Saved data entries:
* * *
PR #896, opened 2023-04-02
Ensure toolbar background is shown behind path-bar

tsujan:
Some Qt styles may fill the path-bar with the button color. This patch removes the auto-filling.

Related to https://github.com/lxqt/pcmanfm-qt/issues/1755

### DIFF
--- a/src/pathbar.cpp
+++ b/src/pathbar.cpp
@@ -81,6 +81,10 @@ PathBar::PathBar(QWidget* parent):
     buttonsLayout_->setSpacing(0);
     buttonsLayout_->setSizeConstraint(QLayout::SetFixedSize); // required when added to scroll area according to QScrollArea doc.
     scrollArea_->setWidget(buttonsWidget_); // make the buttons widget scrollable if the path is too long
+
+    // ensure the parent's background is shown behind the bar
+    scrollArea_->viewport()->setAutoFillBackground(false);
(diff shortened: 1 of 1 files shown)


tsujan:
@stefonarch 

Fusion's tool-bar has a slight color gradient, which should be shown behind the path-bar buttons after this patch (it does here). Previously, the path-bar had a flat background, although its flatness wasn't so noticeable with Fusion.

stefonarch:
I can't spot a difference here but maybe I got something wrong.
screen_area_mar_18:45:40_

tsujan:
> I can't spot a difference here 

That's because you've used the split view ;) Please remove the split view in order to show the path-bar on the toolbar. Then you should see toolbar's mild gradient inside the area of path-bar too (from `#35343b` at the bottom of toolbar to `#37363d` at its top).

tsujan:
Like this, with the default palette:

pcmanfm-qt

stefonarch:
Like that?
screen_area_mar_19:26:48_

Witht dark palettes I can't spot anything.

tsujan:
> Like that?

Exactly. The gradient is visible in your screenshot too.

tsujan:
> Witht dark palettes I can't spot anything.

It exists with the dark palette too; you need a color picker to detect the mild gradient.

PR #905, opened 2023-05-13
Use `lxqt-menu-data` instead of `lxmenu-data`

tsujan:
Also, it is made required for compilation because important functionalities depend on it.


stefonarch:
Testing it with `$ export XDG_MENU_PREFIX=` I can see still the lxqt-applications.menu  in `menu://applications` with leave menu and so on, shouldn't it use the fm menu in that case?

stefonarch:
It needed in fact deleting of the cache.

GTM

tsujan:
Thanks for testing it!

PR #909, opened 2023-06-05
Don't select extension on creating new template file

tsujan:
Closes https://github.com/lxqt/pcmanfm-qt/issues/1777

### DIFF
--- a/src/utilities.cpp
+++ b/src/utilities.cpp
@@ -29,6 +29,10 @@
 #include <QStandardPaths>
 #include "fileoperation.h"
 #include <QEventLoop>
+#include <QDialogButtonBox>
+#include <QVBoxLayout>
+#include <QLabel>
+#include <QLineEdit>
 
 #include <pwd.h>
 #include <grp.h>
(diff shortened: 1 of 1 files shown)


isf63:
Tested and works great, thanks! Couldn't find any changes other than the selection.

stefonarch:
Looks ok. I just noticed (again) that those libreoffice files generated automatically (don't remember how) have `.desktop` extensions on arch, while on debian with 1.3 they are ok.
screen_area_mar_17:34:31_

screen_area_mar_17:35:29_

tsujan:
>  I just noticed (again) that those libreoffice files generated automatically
* * *
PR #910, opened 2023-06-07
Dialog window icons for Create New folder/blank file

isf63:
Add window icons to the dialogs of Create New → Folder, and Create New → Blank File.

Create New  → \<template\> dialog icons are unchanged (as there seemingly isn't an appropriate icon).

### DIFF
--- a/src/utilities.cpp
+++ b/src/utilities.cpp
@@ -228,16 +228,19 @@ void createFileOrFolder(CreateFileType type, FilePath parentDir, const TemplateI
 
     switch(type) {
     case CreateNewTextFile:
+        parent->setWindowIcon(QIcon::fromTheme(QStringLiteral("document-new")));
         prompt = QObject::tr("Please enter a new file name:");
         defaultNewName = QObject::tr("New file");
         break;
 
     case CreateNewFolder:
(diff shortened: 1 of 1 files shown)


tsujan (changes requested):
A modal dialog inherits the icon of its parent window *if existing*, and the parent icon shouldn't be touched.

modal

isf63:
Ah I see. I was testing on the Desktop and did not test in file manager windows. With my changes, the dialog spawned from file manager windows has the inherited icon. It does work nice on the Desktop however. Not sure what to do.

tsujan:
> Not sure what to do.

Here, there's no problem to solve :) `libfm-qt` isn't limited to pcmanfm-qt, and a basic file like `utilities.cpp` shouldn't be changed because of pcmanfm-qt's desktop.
* * *
In the entries above, restate word for word the lines between the one holding "PR #896, opened 2023-04-02" and the one holding "to QScrollArea doc.", inclusive, and nothing besides.

Answer to the problem:
PR #896, opened 2023-04-02
Ensure toolbar background is shown behind path-bar

tsujan:
Some Qt styles may fill the path-bar with the button color. This patch removes the auto-filling.

Related to https://github.com/lxqt/pcmanfm-qt/issues/1755

### DIFF
--- a/src/pathbar.cpp
+++ b/src/pathbar.cpp
@@ -81,6 +81,10 @@ PathBar::PathBar(QWidget* parent):
     buttonsLayout_->setSpacing(0);
     buttonsLayout_->setSizeConstraint(QLayout::SetFixedSize); // required when added to scroll area according to QScrollArea doc.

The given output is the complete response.